There are important limitations to this study which should be considered. First, due to the cross-sectional design of the study, causality and temporal relationships between under- and over-nutrition among adolescents at the individual-level DBM may be more complex than presented. However, there is existing evidence suggesting a temporal relationship between chronic undernutrition (stunting) in early childhood and the presence of truncal adiposity in later childhood . Second, the generalizability of the finding to other settings within northern and southern Nigeria might be limited because Nigeria is a vast and complex society with diverse social, economic, climatic, and environmental factors which determine nutrition in the first instance. While generalizability might not be made, this study provides, for the first time, valuable evidence of the presence of individual-level and population-level DBM in two distinct settings in Nigeria. Finally, we did not study the diverse social and behavioural factors which could have accounted for the differences in the burden of DBM reported in this study population.

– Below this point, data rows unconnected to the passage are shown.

PR #385, opened 2015-08-06
Microsoft.AspNet.Authentication.Test -> Microsoft.AspNet.Authentication.Tests & Microsoft.AspNet.Authorization.Test -> Microsoft.AspNet.Authorization.Tests

hishamco:
According to the guidelines https://github.com/aspnet/Home/wiki/Engineering-guidelines#solution-and-project-folder-structure-and-naming, we should rename the test project to ```Microsoft.AspNet.Authentication.Tests``` instead of ```Microsoft.AspNet.Authentication.Test``` and ```Microsoft.AspNet.Authorization.Tests``` instead of ```Microsoft.AspNet.Authorization.Test```


Eilon:
See https://github.com/aspnet/EventNotification/pull/12#issuecomment-128427434.

Issue #98, opened 2014-11-19
OAuthAuthentication* naming concerns


Tratcher:
The `UseOAuthAuthentication` naming may be misleading because by default all it does is ask the user to _authorize_ your app to access their remote service (e.g. Github). Derived classes or extenders may choose to take the resulting access token and use that to _authenticate_ by retrieving user information.

The `GetUserInformationAsync` notification may be more generally named as `AccessTokenReceived`

PR #391, opened 2015-08-07
Rename OAuthAuthentication* to OAuth* and Authenticated to AccessTokenReceived.

Tratcher:
#98
@HaoK @PinpointTownes @Eilon @brockallen

Note I did not rename the Handler, Middleware, or Options classes because A) the type names are not referenced directly in user code, and B) I didn't want to confuse the inheritance heirarchy for derived classes: FacebookAuthenticationOptions -> OAuthAuthenticationOptions -> AuthenticationOptions

I also cleaned out some obsolete Context classes.


PinpointTownes:
Semantically, this naming change is totally appropriate: OAuth2 is an authorization protocol (though we use it for pseudo-authentication).

Technically, I'm not sure it's really pertinent: `OAuthAuthenticationMiddleware` is an authentication middleware, no matter what we think. It's derived from `AuthenticationMiddleware`, it calls `SignInAsync` during the callback process and the user is considered as authenticated after a complete "authorization flow", even if you don't provide an explicit `AccessTokenReceived` notification. 

IMHO, removing `Authentication` from the extension name will just make things less clear.

test/Microsoft.AspNet.Authentication.Test/Facebook/FacebookMiddlewareTests.cs
```diff
@@ -40,7 +40,7 @@ public class FacebookMiddlewareTests
                     {
                         options.AppId = "Test App Id";
                         options.AppSecret = "Test App Secret";
-                        options.Notifications = new OAuthAuthenticationNotifications
+                        options.Notifications = new OAuth.OAuthNotifications
```
PinpointTownes: Hum, why do you need `OAuth.` here?

HaoK:
Or Maybe we should shorten everything to auth?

This study provides evidence of the presence of DBM in two emerging cities in Nigeria. There was a complex mix of stunting, thinness, general overweight/obesity and truncal obesity prevalent among the adolescent population in northern and southern Nigeria. All forms of population-level and individual-level DBM were more prevalent in Gombe (northern Nigeria) compared to Uyo (southern Nigeria). These findings imply that the health system in Gombe may struggle to deal with this new and emerging reality of coexisting high burden of under-nutrition and over-nutrition and their complications. There is a window of opportunity in Uyo for the health system to adopt strategies aimed at halting a further rise in the rates of under- and over-nutrition among adolescents. There is need for context-specific and evidence-informed approaches to halting and reversing the emerging trends in both settings.